**What the task requires:** What is needed here is a verbatim copy of the records that follow.

________________________________________

Issue #615, opened 2019-10-28
0.10.0 build fails using Carthage


nakkht:
### New Issue Checklist

- [x] Updated grpc-swift to the latest version
- [x] I read the [Contribution Guidelines](https://github.com/grpc/grpc-swift/blob/master/CONTRIBUTING.md)
- [x] I searched for [existing GitHub issues](https://github.com/grpc/grpc-swift/issues)(especially, there are many [resolved issues related to SSL](https://github.com/grpc/grpc-swift/issues?utf8=%E2%9C%93&q=is%3Aissue+is%3Aclosed+ssl))

### Issue Description

Having `github "grpc/grpc-swift" == "0.10.0"` in `Cartfile` and `github "grpc/grpc-swift" "0.10.0"` in `Cartfile.resolved` and building using `carthage bootstrap --platform iOS` fails and yields the following output:

```
*** Checking out grpc-swift at "0.10.0"
*** xcodebuild output can be found in /var/folders/2y/t66flsfj7dg0bb3zym3d807m0000gn/T/carthage-xcodebuild.qb2r03.log
*** Building scheme "SwiftGRPC-Package" in SwiftGRPC-Carthage.xcodeproj
Build Failed
	Task failed with exit code 65:
	/usr/bin/xcrun xcodebuild -project /Users/.../Carthage/Checkouts/grpc-swift/SwiftGRPC-Carthage.xcodeproj -scheme SwiftGRPC-Package -configuration Release -derivedDataPath /Users/.../Library/Caches/org.carthage.CarthageKit/DerivedData/11.1_11A1027/grpc-swift/0.10.0 -sdk iphoneos ONLY_ACTIVE_ARCH=NO CODE_SIGNING_REQUIRED=NO CODE_SIGN_IDENTITY= CARTHAGE=YES archive -archivePath /var/folders/2y/t66flsfj7dg0bb3zym3d807m0000gn/T/grpc-swift SKIP_INSTALL=YES GCC_INSTRUMENT_PROGRAM_FLOW_ARCS=NO CLANG_ENABLE_CODE_COVERAGE=NO STRIP_INSTALLED_PRODUCT=NO (launched in /Users/.../Carthage/Checkouts/grpc-swift)

This usually indicates that project itself failed to compile. Please check the xcodebuild log for more details: /var/folders/2y/t66flsfj7dg0bb3zym3d807m0000gn/T/carthage-xcodebuild.qb2r03.log
```
[...]

Issue #478, opened 2019-06-05
Xcode11Beta:  Import of C++ module 'BoringSSL' appears within extern "C" language linkage specification


fabstu:
### New Issue Checklist

- [x] Updated grpc-swift to the latest version
- [x] I read the [Contribution Guidelines](https://github.com/grpc/grpc-swift/blob/master/CONTRIBUTING.md)
- [x] I searched for [existing GitHub issues](https://github.com/grpc/grpc-swift/issues)(especially, there are many [resolved issues related to SSL](https://github.com/grpc/grpc-swift/issues?utf8=%E2%9C%93&q=is%3Aissue+is%3Aclosed+ssl))

### Issue Description

Hello! I wanted to see whether grpc-swift works with the spm integrated inside Xcode11 Beta. I created a new project via File -> New -> Swift Package and added `SwiftGRPC` as a dependency. Is it supposed to work differently or an Xcode11Beta bug?

```
Import of C++ module 'BoringSSL' appears within extern "C" language linkage specification
```

Here is an image of it:
https://imgur.com/a/fKcuk65

My `Package.swift` is:

```
// swift-tools-version:5.1
// The swift-tools-version declares the minimum version of Swift required to build this package.

import PackageDescription

let package = Package(
    name: "SwiftPackageTryout",
    products: [
        // Products define the executables and libraries produced by a package, and make them visible to other packages.
        .library(
            name: "SwiftPackageTryoutLibrary",
            targets: ["SwiftPackageTryout"]),
    ],
    dependencies: [
        .package(url: "https://github.com/grpc/grpc-swift", .branch("master")),
        .package(url: "https://github.com/apple/swift-protobuf", .branch("master")),
        // Dependencies declare other packages that this package depends on.
    ],
    targets: [
        // Targets are the basic building blocks of a package. A target can define a module or a test suite.
        // Targets can depend on other targets in this package, and on products in packages which this package depends on.
        .target(
            name: "SwiftPackageTryout",
            dependencies: ["SwiftGRPC"]),
        .testTarget(
            name: "SwiftPackageTryoutTests",
            dependencies: ["SwiftPackageTryout", "SwiftGRPC"]),
    ]
)
```

##### Complete output when running grpc-swift, including the stack trace and command used

<details>
  <pre>Fails at build already</pre>
</details>

### Environment

<details>
  <pre>
  
| Key                           | Value                                                         |
| ----------------------------- | --------------------------------------------------------------|
[...]

PR #682, opened 2019-12-20
SwiftGrpc Swift Package Manager compile fix

nakkht:
Hi,

Based on #478 issue and suggested solution, here's the fix for CgRPC compilation using SwiftPM.
This also should give an option for people, who has an issue using Carthage #615 and are not able to use CocoaPods.

Notable changes:
- Main `Package.swift` set to use `swift-tools-version:5.0` tools and `Package@swift-4.2.swift` is kept for backwards compatibility
- .gitignore upates to include .swiftpm
- `CFLAGS` removed from Makefile's test script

________________________________________

**Solution for this problem:**
Issue #615, opened 2019-10-28
0.10.0 build fails using Carthage


nakkht:
### New Issue Checklist

- [x] Updated grpc-swift to the latest version
- [x] I read the [Contribution Guidelines](https://github.com/grpc/grpc-swift/blob/master/CONTRIBUTING.md)
- [x] I searched for [existing GitHub issues](https://github.com/grpc/grpc-swift/issues)(especially, there are many [resolved issues related to SSL](https://github.com/grpc/grpc-swift/issues?utf8=%E2%9C%93&q=is%3Aissue+is%3Aclosed+ssl))

### Issue Description

Having `github "grpc/grpc-swift" == "0.10.0"` in `Cartfile` and `github "grpc/grpc-swift" "0.10.0"` in `Cartfile.resolved` and building using `carthage bootstrap --platform iOS` fails and yields the following output:

```
*** Checking out grpc-swift at "0.10.0"
*** xcodebuild output can be found in /var/folders/2y/t66flsfj7dg0bb3zym3d807m0000gn/T/carthage-xcodebuild.qb2r03.log
*** Building scheme "SwiftGRPC-Package" in SwiftGRPC-Carthage.xcodeproj
Build Failed
	Task failed with exit code 65:
	/usr/bin/xcrun xcodebuild -project /Users/.../Carthage/Checkouts/grpc-swift/SwiftGRPC-Carthage.xcodeproj -scheme SwiftGRPC-Package -configuration Release -derivedDataPath /Users/.../Library/Caches/org.carthage.CarthageKit/DerivedData/11.1_11A1027/grpc-swift/0.10.0 -sdk iphoneos ONLY_ACTIVE_ARCH=NO CODE_SIGNING_REQUIRED=NO CODE_SIGN_IDENTITY= CARTHAGE=YES archive -archivePath /var/folders/2y/t66flsfj7dg0bb3zym3d807m0000gn/T/grpc-swift SKIP_INSTALL=YES GCC_INSTRUMENT_PROGRAM_FLOW_ARCS=NO CLANG_ENABLE_CODE_COVERAGE=NO STRIP_INSTALLED_PRODUCT=NO (launched in /Users/.../Carthage/Checkouts/grpc-swift)

This usually indicates that project itself failed to compile. Please check the xcodebuild log for more details: /var/folders/2y/t66flsfj7dg0bb3zym3d807m0000gn/T/carthage-xcodebuild.qb2r03.log
```
[...]

Issue #478, opened 2019-06-05
Xcode11Beta:  Import of C++ module 'BoringSSL' appears within extern "C" language linkage specification


fabstu:
### New Issue Checklist

- [x] Updated grpc-swift to the latest version
- [x] I read the [Contribution Guidelines](https://github.com/grpc/grpc-swift/blob/master/CONTRIBUTING.md)
- [x] I searched for [existing GitHub issues](https://github.com/grpc/grpc-swift/issues)(especially, there are many [resolved issues related to SSL](https://github.com/grpc/grpc-swift/issues?utf8=%E2%9C%93&q=is%3Aissue+is%3Aclosed+ssl))

### Issue Description

Hello! I wanted to see whether grpc-swift works with the spm integrated inside Xcode11 Beta. I created a new project via File -> New -> Swift Package and added `SwiftGRPC` as a dependency. Is it supposed to work differently or an Xcode11Beta bug?

```
Import of C++ module 'BoringSSL' appears within extern "C" language linkage specification
```

Here is an image of it:
https://imgur.com/a/fKcuk65

My `Package.swift` is:

```
// swift-tools-version:5.1
// The swift-tools-version declares the minimum version of Swift required to build this package.

import PackageDescription

let package = Package(
    name: "SwiftPackageTryout",
    products: [
        // Products define the executables and libraries produced by a package, and make them visible to other packages.
        .library(
            name: "SwiftPackageTryoutLibrary",
            targets: ["SwiftPackageTryout"]),
    ],
    dependencies: [
        .package(url: "https://github.com/grpc/grpc-swift", .branch("master")),
        .package(url: "https://github.com/apple/swift-protobuf", .branch("master")),
        // Dependencies declare other packages that this package depends on.
    ],
    targets: [
        // Targets are the basic building blocks of a package. A target can define a module or a test suite.
        // Targets can depend on other targets in this package, and on products in packages which this package depends on.
        .target(
            name: "SwiftPackageTryout",
            dependencies: ["SwiftGRPC"]),
        .testTarget(
            name: "SwiftPackageTryoutTests",
            dependencies: ["SwiftPackageTryout", "SwiftGRPC"]),
    ]
)
```

##### Complete output when running grpc-swift, including the stack trace and command used

<details>
  <pre>Fails at build already</pre>
</details>

### Environment

<details>
  <pre>
  
| Key                           | Value                                                         |
| ----------------------------- | --------------------------------------------------------------|
[...]

PR #682, opened 2019-12-20
SwiftGrpc Swift Package Manager compile fix

nakkht:
Hi,

Based on #478 issue and suggested solution, here's the fix for CgRPC compilation using SwiftPM.
This also should give an option for people, who has an issue using Carthage #615 and are not able to use CocoaPods.

Notable changes:
- Main `Package.swift` set to use `swift-tools-version:5.0` tools and `Package@swift-4.2.swift` is kept for backwards compatibility
- .gitignore upates to include .swiftpm
- `CFLAGS` removed from Makefile's test script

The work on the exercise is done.